Kedua, Perspektif Logika-Moral. Manusia memiliki akal, logika, hati dan moral. Sehingga dengan logikanya manusia bisa membedakan mana yang benar dan salah. Apalagi misi utama manusia diutus ke muka bumi ini adalah menjadi seorang pemimpin. Sehingga pertanyaan yang muncul adalah, secara moral pantaskah seorang laki-laki menikah dengan laki-laki? demikian juga sebaliknya.
Ketiga, Perspektif Agama. Peristiwa sodom dan Gomorroh yang dilakukan kaum Nabi Luth, kemudian dimusnahkan oleh Tuhan. Adalah bentuk jawaban dari pertanyaan, mengapa Tuhan menghukum, apakah ini kodrati? Mungkinkah Tuhan menghukum yang sah dan telah ditetapkan-Nya?
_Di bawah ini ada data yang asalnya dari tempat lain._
PR #310, opened 2015-05-29
Billing header

bantic:
Adds a Billing header to the organization billing settings pages.

refs #291 

@mixonic for your review

After https://github.com/aptible/ember-cli-aptible-shared/pull/10 is merged, I'll cut a new release and update this PR to use it.

Depends on:
  * [x] ember-cli-aptible-shared pr (https://github.com/aptible/ember-cli-aptible-shared/pull/10)
  * [x] auth pr (https://github.com/aptible/auth.aptible.com/pull/153)

### DIFF
--- a/app/components/billing-header/component.js
+++ b/app/components/billing-header/component.js
@@ -1,0 +1,22 @@
+import Ember from 'ember';
+
+const reads = Ember.computed.reads;
+
+export default Ember.Component.extend({
+  organization: null,
+  billingDetail: null,
+
+  isLoaded: Ember.computed.notEmpty('billingDetail'),
+  plan: reads('organization.plan'),
+  paymentMethodName: reads('billingDetail.paymentMethodName'),
+  paymentMethodDisplay: reads('billingDetail.paymentMethodDisplay'),
+  nextInvoiceDate: reads('billingDetail.nextInvoiceDate'),
+
+  init() {
+    this._super(...arguments);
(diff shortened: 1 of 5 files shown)


bantic:
The header looks like this:

image

app/components/billing-header/component.js
```diff
@@ -0,0 +1,22 @@
...
+  billingDetail: null,
+
+  isLoaded: Ember.computed.notEmpty('billingDetail'),
+  plan: reads('organization.plan'),
+  paymentMethodName: reads('billingDetail.paymentMethodName'),
+  paymentMethodDisplay: reads('billingDetail.paymentMethodDisplay'),
+  nextInvoiceDate: reads('billingDetail.nextInvoiceDate'),
+
+  init() {
+    this._super.apply(this, ...arguments);
```
mixonic: Can also:

```js
  init() {
    this._super(...arguments);
  }
```

It [does the right thing](http://babeljs.io/repl/#?experimental=false&evaluate=true&loose=false&spec=false&playground=true&code=Component.extend(%7B%0A%20%20init()%20%7B%0A%20%20%20%20this._super(...arguments)%3B%0A%20%20%7D%0A%7D)%3B).

mixonic:
Looks great.

app/components/billing-header/component.js
bantic: :+1: in fact, the way I had it was wrong. Fixing.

Inilah beberapa pandangan tentang LGBT yang sampai sekarang masih debatable, walau pada pendekatan agama sudah sangat jelas.
Yang menarik adalah pernyataan Lukman Hakim Syaifuddin bahwa homoseksualitas adalah sebuah pilihan; “Orang yang menjalani perilaku seperti itu pilihannya dua saja, apakah itu pilihan yang bersangkutan, atau itu takdir dari Tuhan. Saya pribadi berpandangan itu pilihan, karena Tuhan tidak mentakdirkan, sejauh yang saya yakini”.
Sebuah realitas yang tidak bisa dipungkiri adalah komunitas ini menjadi salah satu penyumbang semakin mengguritanya penyakit HIV/AIDS. Penuturan dokter Iim Bahtiar untuk di Indramayu saja menurutnya kasus homo dan lesbi banyak sekali dalam menyumbang kasus HIV/AIDS.
Baginya, ada kasus yang menarik misalnya ada seorang siswa salah satu sekolah menengah karena dia takut akhirnya datang ke RS Bhayangkara Indramayu untuk diperiksa, ternyata hasilnya positif. Dengan diantar ibunya ke RSBI ibunya menangis bak disambar petir mendengar penuturan dokter dengan hasil pemeriksaannya. Berdasarkan hasil penelusuran team, ternyata siswa tersebut ‘main’ dengan sesama teman laki-lakinya di kamar rumah. Ibunya mengira anaknya sedang bermain biasa layaknya anak sekolah. Ternyata di kamar sedang bermain LSL (Laki-laki suka sesama laki-laki) dan ternyata banyak juga temannya yang melakukan hal tersebut.
Supir bus Kuningan-Jakarta dengan kondekturnya, oknum guru dengan murid-muridnya—apalagi melihat regulasi juga tidak terlalu tegas mengaturnya—menjadi semakin subur perilaku abnormal ini.
Sekarang ini ada kekhawatiran yang mulai bergeser tidak hanya pergaulan anak perempuan bergaul dengan siapa. Tetapi juga anak laki-laki pun sekarang harus diawasi dengan siapa ia bergaul. Sebuah fenomena yang mengerikan sekaligus menyedihkan.